You're double-counting here.

33.9 W/m^2 with 22% cells means the capacity factor is 15% of the name-plate capacity. This is a standard value in much of the world, varies from about 10%-20%, you can't do better than about 32% from anything fixed to the ground even on a completely clear sky on the equator. The map I linked to already accounts for all of that stuff, it's *internal to* how they reach the ~1000kWh/m^2/year for the worst bits of Germany: https://upload.wikimedia.org/wikipedia/commons/1/19/Germany_...

Anyway, point is 1 MW/7.3 acres *already* accounts for "winter is bad".

> This number can be slightly improved by installing panels over the angle that optimises performance in winter

Opposite error! Not when you're talking about covering an entire country it doesn't. Panels would shade each other.

> and also in the fact that solar park is not fully packed with panels because they need pathways to service them and they need to not shade one another

And again, now you're double-counting. Precisely because 1 MW/7.3 acres number is already accounting for gaps, you've mixed up the optimal output per m^2 of *panel* with the optimal output per m^2 of *land*, and it's land that matters on this scale, the optimal number per unit of land is what you get from laying the panels flat on the ground.

anovikov•1mo ago
No, 1MW/7.3 acres is about INSTALLED CAPACITY, that is, peak power. https://solarindustrymag.com/nrel-report-highlights-land-use...

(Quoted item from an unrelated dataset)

PR #486, opened 2026-08-29
feat: Add DevContainer and Codespaces support for develop (FrankenPHP)

Ramjivan:
Following up on the discussion in #484, this PR adds the DevContainer setup for the \develop\ branch (FrankenPHP stack) so it can be tested in parallel with the \eature/docker-master\ stack (Nginx).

>For direct land use requirements, the capacity-weighted average is 7.3 acres per MW, with 40% of power plants within 6 and 8 acres per MW.

And no, 280 GWh was literally a week ago: https://energy-charts.info/charts/energy_pie/chart.htm?l=en&...

So we need to consume 10 TWH a week (consumption particularly for week 48, same one), and we produce 280 GWh with 100+ GW of installed capacity. Which means, we need 35x if only power is concerned, and 205x if all energy is concerned, not just electricity.

ben_w•1mo ago
> No, 1MW/7.3 acres is about INSTALLED CAPACITY,

One thing I find useful is doing the maths to see if an answer is plausible. Yours wasn't, and lo and behold I found this pretty quickly, directly debunking your citation:

  Those relying on the earlier benchmarks published nearly a decade ago are, thus, significantly overstating the land requirements of utility-scale PV.
- https://www.energy.gov/sites/default/files/2022-01/lbnl_ieee...

And even with the changes since then, they waste a lot of land they don't strictly need to waste; see all the gaps in the image of Copper Mountain in Fig. 2. of that PDF.

The reason for this difference is historical: PV modules themselves used to be the expensive part of a solar farm, not the land itself, so the early ones wasted a lot of land to put a small number of PV modules in the best possible position. The correct orientation today is "nobody cares" because they're so cheap (the only industrial scale thing I've found cheaper per square meter than PV is a very thin layer of cement, and even then I have to discard labour costs, but that's not important). This is also why quite a few of the Chinese ones are now artistic with their patterns, e.g. this: https://news.cgtn.com/news/334d6a4e7a557a6333566d54/index.ht...

(One of the startups whose pitches I heard over the summer was a place that realised the cheapest in a lot of cases was just lay the panels flat).